# found this combo on amazon



## joed (Jul 30, 2013)

I am new to this forum and will be creating a theatre room when we purchase our house (in-laws house) with in the next 5 months. I have surfed the net, this forum and other to the point that I think I am more confused then ever. I really do like the Klipsh speakers for my room I am designing (16' wide x 24' long x a sloped ceiling from 20'-12' sideways)
Any comments on this set up? This is just one of many pieces that I have not decided on yet.




Klipsch RF-82II 5.1 Bundle-Onkyo TX-NR828 7.2-Ch-BIC Acoustech PL-200 x 2 


by Klipsch 


List Price: $4,599.00 
Price: $2,999.00 
You Save: $1,600.00 (35%) 


Ships from and sold by AcousticSoundDesign Home Theater Experts. 

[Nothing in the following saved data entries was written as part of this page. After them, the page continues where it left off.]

PR #1637, opened 2019-06-20
core/merge: Transform child move if file was created on other side

taratatach:
If a file is added to a directory on one side while the directory is
moved on the other side, we should not try to apply the move on the
child file but transform it instead so it is interpreted as a file
addition at the new location (i.e. in the directory's new path).
This is allowing us to merge both changes during the initial scan
where the client applies changes coming from both sides before
synchronizing them.

- [x] PR is not too big

### DIFF
--- a/core/merge.js
+++ b/core/merge.js
@@ -481,10 +481,10 @@ class Merge {
       let dst = _.cloneDeep(doc)
       dst._id = makeDestinationID(doc)
       dst.path = doc.path.replace(was.path, folder.path)
-      if (src.sides && src.sides[side] && !src.sides[otherSide(side)]) {
-        metadata.markAsUnsyncable(side, src)
-        metadata.markAsNew(dst)
-        metadata.markSide(side, dst)
+
+      const singleSide = metadata.detectSingleSide(src)
+      if (singleSide) {
+        move.convertToDestinationAddition(singleSide, src, dst)
       } else {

•You Receive: 2 RF-82II Towers 1 RC-62 II Center 2 RS-52II Surrounds(Black Only) BIC Acoustech PL-200 x 2 Each(Black Only) Onkyo TX-NR828 7.2-Ch Network A/V Receiver - Black
•Features • Every Reference speaker utilizes our Tractrix Horn technology for lifelike sound, more output using less energy, improved reliability, reduced distortion and a large soundstage with well-defined imaging. • Our light, yet rigid Cerametallic woofer cones feature specially treated aluminum to help better dampen and prevent distortion. • Titanium tweeter with linear travel suspensiontrickle-down technology from our flagship Palladium Series provides an open, natural sound, making you feel as if youre in the studio with the recording artist or on the set of a film. • Rounded feet offer less protrusion, giving the cabinet a slimmer, more sophisticated look with new copper accents.
•Onkyo TX-NR828 7.2-Ch Network A/V Receiver - Black The TX-NR828 has built-in WiFi for app controlled network audio streaming, and built-in Bluetooth serves hi-res, lossless, and compressed audio files (including 192 kHz/24-bit FLAC, DSD, and Dolby TrueHD) to your home theater from mobile devices, and it's all about stunning sound. Behind the brushed aluminum faceplate all seven channels have Three-Stage Inverted Darlington Circuitry, which effortlessly handles big dynamic gains without distorting, as THX Select2 Pluscertification proves, and renders all audio in extraordinary detail. Eight 4K-ready HDMI inputs, and a frontside MHL(for mobile devices), decode dazzling audio and video. 7.2 multichannel pre-outs, powered Zone 2 outputs, and bi-amping capability make this a very flexible AVR. Audio is masterfully processed, and 4K video source signals are cleanly passed-through, and standard video can be upscaled to 4K. Two HDMI outputs (one with Audio Return Channel) are included to connect your TV or even a projector for an authentic big-screen experience. Owning an Onkyo A/V receiver is not just about having big sound on movie night. It's about maximizing the sound of enjoyment in your daily life. Advanced features list here. Hear Precisely What the Director Intended Perfecting your home theater experience, THX certification guarantees theater-reference volumes in medium-sized rooms with minimal distortion. The TX-NR828 meets the most demanding & rigorous performance certification: it has to pass 75 test categories, 2,000 tests, covering 14,000 data points.
•Bic Acoustech New Model Platinum Series PL-200 x 2 Each! We proudly introduce the BIC/Acoustech Platinum Series PL-200 subwoofer. If you are looking for a top-tier subwoofer at an affordable price, we strongly suggest you audition the Acoustech PL-200. Although both the H-100 and PL-200 are superb value performers, the PL-200 is driven by an audiophile state-of-the-art BASH amplifier capable of delivering up to 1000-watts dynamic peak output. For extended bass response, the PL-200 also has more internal cabinet volume than the H-100. The PL-200 can move an impressive volume of air with exquisite control while delivering prodigious amounts of bass power for both music and theater applications. A sleek cabinet with hand-rubbed black lacquer top and bottom offers a deep gloss shine that is more scratch resistant than many lacquer finishes on the market. Like the Acoustech H-100, we guarantee the PL-200 will knock your socks off, especially for the price!


----------



## Sonnie (Apr 11, 2006)

I went ahead and linked it for you.

I would say that is a pretty good setup. The pricing seems fair enough and it should make for a very good home theater system.


----------



## hjones4841 (Jan 21, 2009)

I agree, Sonnie, but I have been a Klipsch fan for over 40 years. I have the same speakers in cherry (which they no longer make) in an upstairs system. Very nice sound. However, the RF-82s are rather large, so buyers should be prepared for that. Many of our members really like Onkyo gear as well. Seems like a very good way to get into a nice HT sound system. 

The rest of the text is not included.